PR #221, opened 2015-09-05
Bugfix: socks5 negotiation failure reporting

### LINKED ISSUE #220: crash when irc hidden tor service unavailable
When the IRC's hidden service (6dvj6v5imhny3anf.onion in this event) becomes unavailable for whatever reason (tor log below)

>    [notice] Closing stream for '[scrubbed].onion': hidden service is unavailable (try again later).

the IRC will cause a crash.  This crashes yield-gen bots, watcher bots, and likely tumbler bots (but I have not confirmed tumbler personally).

This is the crash shown in the yield-gen console:

>    line was zero length
    disconnected irc
    connecting
    Using socks5 proxy 127.0.0.1:9050
    CRASHING, DUMPING EVERYTHING
    ...
      File "ygen-flat.py", line 213, in main
        irc.run()
      File "/home/cohibaa/joinmarket/lib/irc.py", line 476, in run
        self\.sock.connect(self.serverport)
      File "/home/cohibaa/joinmarket/lib/socks.py", line 369, in connect
        self\.\__negotiatesocks5(destpair[0],destpair[1])
      File "/home/cohibaa/joinmarket/lib/socks.py", line 236, in \__negotiatesocks5
        raise Socks5Error(ord(resp[1]),\_generalerrors[ord(resp[1])])
    TypeError: \__init__() takes exactly 2 arguments (3 given)

and the same event from a watcher bot:

>    line was zero length
    disconnected irc
    connecting
    Using socks5 proxy 127.0.0.1:9050

Perhaps something around [this line in socks.py](https://github.com/chris-belcher/joinmarket/blob/master/lib/socks.py#L236) or maybe something else in irc.py can be changed to have the bots wait for a period of time then re-attempt the connection if the connection attempt fails at this point.

adlai:
Fixes #220 (thank you @CohibAA for reporting it!)

Appears to have been an upstream bug, which each upstream fork has fixed differently; this fix is ```min```imal.

### DIFF
--- a/lib/socks.py
+++ b/lib/socks.py
@@ -232,10 +232,7 @@ class socksocket(socket.socket):
 		elif resp[1] != "\x00":
 			# Connection failed
 			self.close()
-			if ord(resp[1])<=8:
-				raise Socks5Error(ord(resp[1]),_generalerrors[ord(resp[1])])
-			else:
-				raise Socks5Error(9,_generalerrors[9])
+			raise Socks5Error(_socks5errors[min(9,ord(resp[1]))])
 		# Get the bound address/port
 		elif resp[3] == "\x01":
 			boundaddr = self.__recvall(4)


chris-belcher:
This fixed a bug that happens in Section 6. Replies

https://www.ietf.org/rfc/rfc1928.txt

It's an odd bug, the constructor only takes one argument but they gave it two.

Has someone tested this just in case? Try it on one of the broken .onion links on the hidden wiki.

PR #222, opened 2015-09-05
Delete leftover print statement in select_greedy

adlai:
oops :disappointed:


CohibAA:
Maybe [this](https://github.com/chris-belcher/joinmarket/blob/master/lib/common.py#L236) should also be updated with this PR?

https://github.com/chris-belcher/joinmarket/commit/e12a70e58d7aa0c35c1a3e028cfe5170274f116d#commitcomment-13083058

chris-belcher:
Agree with @CohibAA, someone on reddit appeared already to be mislead by the "needs a Policy" message.

Issue #213, opened 2015-09-02
yield-generator fails if unconfirmed transaction isn't seen


dooglus:
commit 850e8194ecc88a60bb4288ec3704678eb5172cc7
Author: chris-belcher <chris-belcher@users.noreply.github.com>
Date:   Mon Aug 31 19:39:36 2015 +0100

My wallet never saw the unconfirmed join transaction before it saw it in a block.

on_tx_unconfirmed() didn't run, but on_tx_confirmed() did.

on_tx_confirmed() tried to access self.tx_unconfirm_timestamp[cjorder.cj_addr] but it hadn't been set, and so an exception occurred:

    [2015/09/01 20:50:19] <<pubmsg nick=Meyofawic message=!absorder 0 10000 223725421 10000 10000 ~
    [2015/09/01 20:54:27] rpc: getrawtransaction ['4f74d2667542988c1e5cf2535d503b185124c1bfdd4c717421e92c7c5dfd9f98']
    [2015/09/01 20:54:27] rpc: gettxout ['4f74d2667542988c1e5cf2535d503b185124c1bfdd4c717421e92c7c5dfd9f98', 0, True]
    [2015/09/01 20:54:27] rpc: listunspent []
    [2015/09/01 20:54:27] bitcoind sync_unspent took 0.0365281105042sec
    [2015/09/01 20:54:27] tx in a block
    [2015/09/01 20:54:27] earned = 0
    ----------------------------------------
    Exception happened during processing of request from ('127.0.0.1', 57880)
    Traceback (most recent call last):
      File "/usr/lib/python2.7/SocketServer.py", line 295, in _handle_request_noblock
        self.process_request(request, client_address)
      File "/usr/lib/python2.7/SocketServer.py", line 321, in process_request
        self.finish_request(request, client_address)
      File "/usr/lib/python2.7/SocketServer.py", line 334, in finish_request
        self.RequestHandlerClass(request, client_address, self)
      File "/home/user/Programs/joinmarket/lib/blockchaininterface.py", line 326, in __init__
        BaseHTTPServer.BaseHTTPRequestHandler.__init__(self, request, client_address, base_server)
      File "/usr/lib/python2.7/SocketServer.py", line 655, in __init__
        self.handle()
      File "/usr/lib/python2.7/BaseHTTPServer.py", line 340, in handle
        self.handle_one_request()
      File "/usr/lib/python2.7/BaseHTTPServer.py", line 328, in handle_one_request
        method()
[...]

PR #226, opened 2015-09-08
a solution for #213: ygen unseen pending tx crash

CohibAA:
possible solution for https://github.com/chris-belcher/joinmarket/issues/213

I've tested as working and preventing the crash, but I'm not sure how sound this logic is, please review.

### DIFF
--- a/.gitignore
+++ b/.gitignore
@@ -1,3 +1,4 @@
 *.pyc
 *.swp
 joinmarket.cfg
+blockchain.cache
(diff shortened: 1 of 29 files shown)


chris-belcher:
Catching an Exception to detect this error isn't a good idea. Exception is a very general class and can happen for many reasons.

Why not just use a new boolean flag, on_tx_unconfirm_called and then just before you call on_tx_confirmed() check it first

    if not on_tx_unconfirm_called:
        on_tx_unconfirm()
    on_tx_confirm()

adlai:
same issue is being addressed in #438

PR #232, opened 2015-09-14
Update readme and change .txt to .md

tailsjoin:
- Copy/paste brief explanation of what JoinMarket is from wiki. Should be quickly explained on the landing page.

- Change install dependencies from numbered list to bullets. With two numbered lists the steps look a bit daunting at first glance.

=== Exercise brief ===
Copy out each line of the data above, exactly, if it lies between the line holding "# Get the bound address/port" and the line holding "Has someone tested", inclusive; copy no other line.

=== Response box ===
 		# Get the bound address/port
 		elif resp[3] == "\x01":
 			boundaddr = self.__recvall(4)


chris-belcher:
This fixed a bug that happens in Section 6. Replies

https://www.ietf.org/rfc/rfc1928.txt

It's an odd bug, the constructor only takes one argument but they gave it two.

Has someone tested this just in case? Try it on one of the broken .onion links on the hidden wiki.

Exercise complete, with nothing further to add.